**What you are asked to do:**
Beginning with the line that contains "Revise deployment and JS strategy", transcribe every line down to the end of the entries, exactly, and no other lines.

..............................

Issue #801, opened 2017-10-26
Convert betas to be permanently up-to-date


orta:
Instead use the s3 technique for PRs, but instead post a "master.js" and include some metadata (date / last merged PR )

orta:
This is in.

PR #803, opened 2017-10-26
Revise deployment and JS strategy 

orta:
Re: https://github.com/artsy/emission/issues/801

This makes the default experience always master on Emission. We're rarely making changes to the native bridge nowadays, and I think it's a pretty safe option. 

This means that when you open the app, it shows a spinner and tells you that it's downloading a new build (and says what the last PR merged was) then you're in the app like normal. 

It removes apphub, no-one cares about older commits TBH, and they are all being stored on S3 anyway (as PRs) so it's trivial to add a generic load closed PR interface at some point.


Example/Emission/LoadingSpinner.m
```diff
@@ -8,13 +10,37 @@ @interface LoadingSpinner()
...
+    if (subtitle) {
+      UILabel *subtitleLabel = [[UILabel alloc] init];
+      subtitleLabel.text = subtitle;
+      subtitleLabel.font = [UIFont serifFontWithSize:18];
+      subtitleLabel.textAlignment = NSTextAlignmentCenter;
+      [spinnerView addSubview:subtitleLabel];
+      [subtitleLabel alignLeading:@"0" trailing:@"0" toView:spinnerView];
+      [subtitleLabel alignCenterYWithView:spinnerView predicate:@"-100"];
+    }
+
```
orta: Looks like: 
screen shot 2017-10-27 at 11 15 31 am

..............................

**Task result:**
Revise deployment and JS strategy 

orta:
Re: https://github.com/artsy/emission/issues/801

This makes the default experience always master on Emission. We're rarely making changes to the native bridge nowadays, and I think it's a pretty safe option. 

This means that when you open the app, it shows a spinner and tells you that it's downloading a new build (and says what the last PR merged was) then you're in the app like normal. 

It removes apphub, no-one cares about older commits TBH, and they are all being stored on S3 anyway (as PRs) so it's trivial to add a generic load closed PR interface at some point.


Example/Emission/LoadingSpinner.m
```diff
@@ -8,13 +10,37 @@ @interface LoadingSpinner()
...
+    if (subtitle) {
+      UILabel *subtitleLabel = [[UILabel alloc] init];
+      subtitleLabel.text = subtitle;
+      subtitleLabel.font = [UIFont serifFontWithSize:18];
+      subtitleLabel.textAlignment = NSTextAlignmentCenter;
+      [spinnerView addSubview:subtitleLabel];
+      [subtitleLabel alignLeading:@"0" trailing:@"0" toView:spinnerView];
+      [subtitleLabel alignCenterYWithView:spinnerView predicate:@"-100"];
+    }
+
```
orta: Looks like: 
screen shot 2017-10-27 at 11 15 31 am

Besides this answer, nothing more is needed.